In its oral observations, the apex court raised serious questions over the prosecution’s case that Kappan and others had planned to incite violence. Responding specifically to the state’s counsel that “provocative” literature, which sought justice for the Hathras victim, had been seized from Kappan, the then-Chief Justice of India U.U. Lalit said that “everyone has a right to free expression”.

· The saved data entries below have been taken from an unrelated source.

Issue #1020, opened 2019-07-12
next API version: schema migration


errordeveloper:
Next time we change the API, we will need provide migration. There are know patterns of doing, e.g. see what [Skaffold does](https://github.com/GoogleContainerTools/skaffold/tree/9981c376ea21aff40ff81715735003645c93afa9/pkg/skaffold/schema), but this does need a design.

marccarre:
I think it may be time to bite the bullet?

> but this does need a design.

If you have already thoughts about this, capturing your insight either here or in a design doc. would be useful, so that it can reviewed, understood, iterated upon, etc. and so that we can implement it sooner rather than later.

marccarre:
Useful resources: 
- https://blog.openshift.com/kubernetes-deep-dive-code-generation-customresources/
- [Skaffold's folder structure and logic](https://github.com/GoogleContainerTools/skaffold/tree/master/pkg/skaffold/schema), which is rather clean, and therefore understandable.

marccarre:
@errordeveloper, would you know why we specifically pin this version of `code-generator`?
https://github.com/weaveworks/eksctl/blob/38daf7dec34127ef63c0da6bc2144fb091f5b20c/Makefile#L162

sayboras:
> would you know why we specifically pin this version of `code-generator`?
> https://github.com/weaveworks/eksctl/blob/38daf7dec34127ef63c0da6bc2144fb091f5b20c/Makefile#L162

Hope you don't mind if I chime in. I believed the above is to make sure same version of code-generator is used with go.mod. However, recent PRs have changed this behavior https://github.com/weaveworks/eksctl/pull/2007 https://github.com/weaveworks/eksctl/pull/1964 (i.e. use semantic verision retrieved from go.sum).

PR #1483, opened 2019-10-25
Revert "Add GitOps-related types to ClusterConfig"

marccarre:
### Description

We want to iterate & refine these changes before we actually commit to these API changes.
Reverts (the relevant bits of) #1440.


errordeveloper:
If we addressed #1020 and had an internal API version, we would have revert changes like this.

PR #1484, opened 2019-10-25
Push build image to Docker Hub and GitHub registries from master

errordeveloper:


errordeveloper:
This needs to land in master before I can test it properly. I'll be sure to revert/disable if something doesn't go well. We don't use GHA for relEase automation yet, so it shouldn't impact the RC.

PR #1486, opened 2019-10-25
Improve image update workflow

errordeveloper:
Improve on #1484, make it work correctly.


errordeveloper:
Merging without review as this fixes broken configuration in master.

In the Elgar Parishad case, too, the National Investigation Agency (NIA), under the BJP government arrested 16 rights activists and academics for their alleged role in Naxalite activities.Over five years later, the trial is yet to commence. Even as the accused persons continue to languish in jail, the Enforcement Directorate (ED) moved an NIA court seeking to record the statement of Surendra Gadling, one of the first persons to be arrested in the case, for his alleged role in terror funding.

The ED claimed in its application that Gadling had used his and his family members’ bank accounts to raise terror funds and received funds through a “bank account under a fictitious name.”